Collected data
PR #1267, opened 2018-06-01
GetAllSkipchains fixes

jeffallen:
GetAllSkipchains now correctly returns only the latest block of each skipchain instead of all blocks.

It is also available to apps like scmgr that need to run it on a local database.

### DIFF
--- a/skipchain/skipchain.go
+++ b/skipchain/skipchain.go
@@ -536,19 +536,35 @@ func (s *Service) GetSingleBlockByIndex(id *GetSingleBlockByIndex) (*SkipBlock, 
 	return nil, errors.New("No block with this index found")
 }
 
-// GetAllSkipchains returns a list of all known skipchains
+// GetAllSkipchains returns all known last blocks of skipchains.
 func (s *Service) GetAllSkipchains(id *GetAllSkipchains) (*GetAllSkipchainsReply, error) {
-	// Write all known skipblocks to a map, thus removing double blocks.
 	chains, err := s.db.getAll()
 	if err != nil {
 		return nil, err
 	}
 
-	reply := &GetAllSkipchainsReply{
-		SkipChains: make([]*SkipBlock, 0, len(chains)),
-	}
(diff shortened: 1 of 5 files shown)


skipchain/skipchain_test.go
```diff
@@ -703,11 +703,11 @@ func TestService_AddFollow(t *testing.T) {
 	sig, err = schnorr.Sign(cothority.Suite, priv1, ssb.NewBlock.CalculateHash())
 	log.ErrFatal(err)
 	ssb.Signature = &sig
-	sbs, err := service.db.getAll()
-	log.ErrFatal(err)
-	for _, sb := range sbs {
-		services[1].db.Store(sb)
-	}
+	// sbs, err := service.db.getAll()
```
ineiti: delete or put in again?

skipchain/skipchain.go
```diff
@@ -536,19 +536,18 @@ func (s *Service) GetSingleBlockByIndex(id *GetSingleBlockByIndex) (*SkipBlock,
 	return nil, errors.New("No block with this index found")
 }
 
-// GetAllSkipchains returns a list of all known skipchains
-func (s *Service) GetAllSkipchains(id *GetAllSkipchains) (*GetAllSkipchainsReply, error) {
-	// Write all known skipblocks to a map, thus removing double blocks.
-	chains, err := s.db.getAll()
+// GetAllSkipchains returns the latest block of all known skipchains.
+func (s *Service) GetAllSkipchains(_ *GetAllSkipchains) (*GetAllSkipchainsReply, error) {
```
ineiti: Please chose one of:
1. keep the old method and add a new one (like I did with `AddForwardLink` in #1267)
2. break it completely by changing the signature, so we know where it breaks and who else is using it

I have a strong preference for 1. and changing it in September for the upcoming `onet.v3`

jeffallen:
We will fix this in a backwards compatible way. Closing for now.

WORK TASK » Each line above needs to be repeated exactly, with nothing omitted.

REPLY TO THE TASK »
PR #1267, opened 2018-06-01
GetAllSkipchains fixes

jeffallen:
GetAllSkipchains now correctly returns only the latest block of each skipchain instead of all blocks.

It is also available to apps like scmgr that need to run it on a local database.

### DIFF
--- a/skipchain/skipchain.go
+++ b/skipchain/skipchain.go
@@ -536,19 +536,35 @@ func (s *Service) GetSingleBlockByIndex(id *GetSingleBlockByIndex) (*SkipBlock, 
 	return nil, errors.New("No block with this index found")
 }
 
-// GetAllSkipchains returns a list of all known skipchains
+// GetAllSkipchains returns all known last blocks of skipchains.
 func (s *Service) GetAllSkipchains(id *GetAllSkipchains) (*GetAllSkipchainsReply, error) {
-	// Write all known skipblocks to a map, thus removing double blocks.
 	chains, err := s.db.getAll()
 	if err != nil {
 		return nil, err
 	}
 
-	reply := &GetAllSkipchainsReply{
-		SkipChains: make([]*SkipBlock, 0, len(chains)),
-	}
(diff shortened: 1 of 5 files shown)


skipchain/skipchain_test.go
```diff
@@ -703,11 +703,11 @@ func TestService_AddFollow(t *testing.T) {
 	sig, err = schnorr.Sign(cothority.Suite, priv1, ssb.NewBlock.CalculateHash())
 	log.ErrFatal(err)
 	ssb.Signature = &sig
-	sbs, err := service.db.getAll()
-	log.ErrFatal(err)
-	for _, sb := range sbs {
-		services[1].db.Store(sb)
-	}
+	// sbs, err := service.db.getAll()
```
ineiti: delete or put in again?

skipchain/skipchain.go
```diff
@@ -536,19 +536,18 @@ func (s *Service) GetSingleBlockByIndex(id *GetSingleBlockByIndex) (*SkipBlock,
 	return nil, errors.New("No block with this index found")
 }
 
-// GetAllSkipchains returns a list of all known skipchains
-func (s *Service) GetAllSkipchains(id *GetAllSkipchains) (*GetAllSkipchainsReply, error) {
-	// Write all known skipblocks to a map, thus removing double blocks.
-	chains, err := s.db.getAll()
+// GetAllSkipchains returns the latest block of all known skipchains.
+func (s *Service) GetAllSkipchains(_ *GetAllSkipchains) (*GetAllSkipchainsReply, error) {
```
ineiti: Please chose one of:
1. keep the old method and add a new one (like I did with `AddForwardLink` in #1267)
2. break it completely by changing the signature, so we know where it breaks and who else is using it

I have a strong preference for 1. and changing it in September for the upcoming `onet.v3`

jeffallen:
We will fix this in a backwards compatible way. Closing for now.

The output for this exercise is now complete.